Your Grace, please let the record show that in the old and wise societies (which we call “primitive” these days) the men and women live apart. I notice here, among the geriatric set today, you go to group events, like parties, and the sexes separate, as in the prepubescent days of yore. How come? What for?
My sister-in-law has a one-frame cartoon on her fridge: A middle-aged couple are lying in bed on their backs, side by side. The guy is a dog and the wife is a cat. They’re both propped up on pillows and each holds an open book. No telling what the topic was that led to their dispute, but she appears completely pissed, and glaring, hisses this:
“Because I am a goddam cat! That’s why!” The dog just cowers, mystified.
We complement and agonize Anyone who’s ever been in a coupled relationship will recognize that often it comes down simply to that: your mate and you are different. A basic principle of physics – opposites attract – is not without its downside, after all. There’s no free lunch. The very same things that attract you to me (and, of course, me to you) will potentially drive us both nuts. And, it’s part of Odd’s Plan. The universe seeks balance and yet, paradoxically, that balance is attained through stress, collision, and disharmony, resulting, when the storm subsides, in some new equilibrium – until it all begins again next month. The Big Bang never ends, you know. Oh, dear.

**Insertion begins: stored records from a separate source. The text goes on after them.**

PR #851, opened 2026-07-23
fix: recover from git rebase conflicts

### LINKED ISSUE #850: fix: GitStateStore writer cannot recover when the remote branch diverges
### Context

Kratix writes resources into a Git repository (the state store). If that repository is changed by something other than Kratix, e.g. a file deleted by a manual commit, Kratix can end up unable to write to that repository at all.

When it happens:

- Writes to that repository stop, for every resource using it, not just the one whose file changed.
- It doesn't recover on its own. Today the only fix is restarting the platform controller, which makes it start again from a clean copy of the repo.
- The affected `WorkPlacement` resources still report as healthy (`Ready`), so there's no obvious sign anything is wrong.

The cause is the same for both problems. Kratix keeps a local working copy of each repository and reuses it between writes, but it never refreshes that copy against the real remote before writing. Once the remote moves on, the local copy is stale: the write can't be reconciled with the remote, and the health status is judged against the stale local copy rather than what is really in the repo.

The impact is high: one file changed outside Kratix can block all updates to a destination, with a green status hiding it, until someone restarts the controller.

### Engineering notes

Background: the reusable local clone was added in PR #726 (`internal/controller/repository_cache.go`). The clone is only discarded when the state store's secret changes or the state store is deleted. Nothing calls `git fetch` on it between writes.

Two failures fall out of that:

1. **Stuck repository.** Before each write, `Reset()` (`lib/writers/git.go`) runs `git checkout --force <branch>` + `git clean -ffdx`. That clears uncommitted changes only. It does not move the local branch back to the remote, and it does not clear a half-finished rebase. The write commits locally and pushes; a rejected push falls back to `git pull --rebase` (`util/git/git.go`). If the remote deleted a file the local commit touches, the rebase hits a modify/delete conflict and stops, leaving a `.git/rebase-merge` directory that `Reset()` can't clean up. Every later write then fails, first with a rebase conflict and then with `already a rebase-merge directory`.

2. **False `Ready`.** The "did anything change" check is `git diff --cached` against the local copy, not the remote. After a failed rebase the local branch still holds the un-pushed commit (which contains the desired files), so the next reconcile sees "no changes", returns success, and marks the WorkPlacement `Ready`. Status ends up flipping between `Failing` (on a real change) and `Ready` (on the next no-op reconcile), even though the repo never received the files.

Suggested fix: before writing, refresh the local copy against the remote instead of only clearing uncommitted changes — abort any in-progress rebase, `git fetch` the branch (shallow, to keep PR #726's performance win), then `git reset --hard origin/<branch>` before `git clean -ffdx`. That removes the divergent local commit (so the push is a clean fast-forward) and makes the change-detection compare against the real remote (so a deleted file is re-written and status reflects reality). `Reset()` already runs at the start of every write in both the WorkPlacement and Destination controllers, so one change covers both paths.

Reproduce: write a resource to a Git state store, delete its file directly on the remote branch, then change the resource so it gets written again.

### Acceptance criteria

```gherkin
Scenario: Recover when the repo is changed outside Kratix
  Given Kratix has written a resource to a Git state store
  And that resource's file is deleted directly on the remote branch
  When the resource is written again
  Then the write succeeds and the file is back on the remote
  And other resources using the same state store keep writing normally

Scenario: Status reflects what is really in the repo
  Given a resource's file is missing from the remote branch
  When its WorkPlacement is reconciled
  Then it is only Ready once the remote actually contains the file
```

### Tasks

- [ ] Refresh the local clone against the remote before each write (clear any in-progress rebase, fetch, hard reset)
- [ ] Make write success and `Ready` reflect the remote, not the local copy
- [ ] Add tests: recovers after the repo is changed externally; not `Ready` while the remote is missing files

aclevername:
closes #850

### DIFF
--- a/cmd/main.go
+++ b/cmd/main.go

On a slightly more local and personal note, I’ve noticed this: Most of my friends are old and married, except those who’ve “lost” their “better halves.” The wives are often younger and more active than their mates, who seem to be declining faster – maybe due to misspent lives including hard work and “success,” and contact sports and motorsports, and drink and drugs and lechery, which clearly take their toll.
The guys are less commanding than they used to be, of course. The wives commendably take up the slack, becoming caretakers as their mates wane; reminding him to comb his hair and take his meds and zip his fly, making appointments for him, then reminding him of them, and sometimes even driving him to town to see the vet. His wife becomes his mommy, so to speak. We “babies,” in our seventies (or more!) require care. Caretaking an incompetent does not increase respect. (Let’s just leave changing diapers out of this!) As time limps by, the wives display both love and tenderness, devotion and responsibility, but less respect. The guys, who were once alpha males, or at least tried to be, are well aware that they’ve declined. They, feel diminished and infantalized; often ignored. They used to be larger, and stronger; perhaps even buff, and were probably good in the sack, when the going got tough.
Alas, no mas. We cannot hear; can hardly walk. We feel emasculated, and we are. Not by our wives, but Time. It’s no one’s fault. (Part of Odd’s Plan.) Time passes and all things decline, but they decline at different rates. The winner’s simply she who moves more slowly down the drain. And, frankly, who could blame a woman who, throughout her life, was overshadowed (even bullied) by some larger, bossy male and then becomes aware that she now has the upper hand, and consciously or not, inclines to exercise her clout.
Most men die younger than their wives; “Enough!” they whine or shout. “We genuinely thank Thee, Lord. This sucks, please let us out!”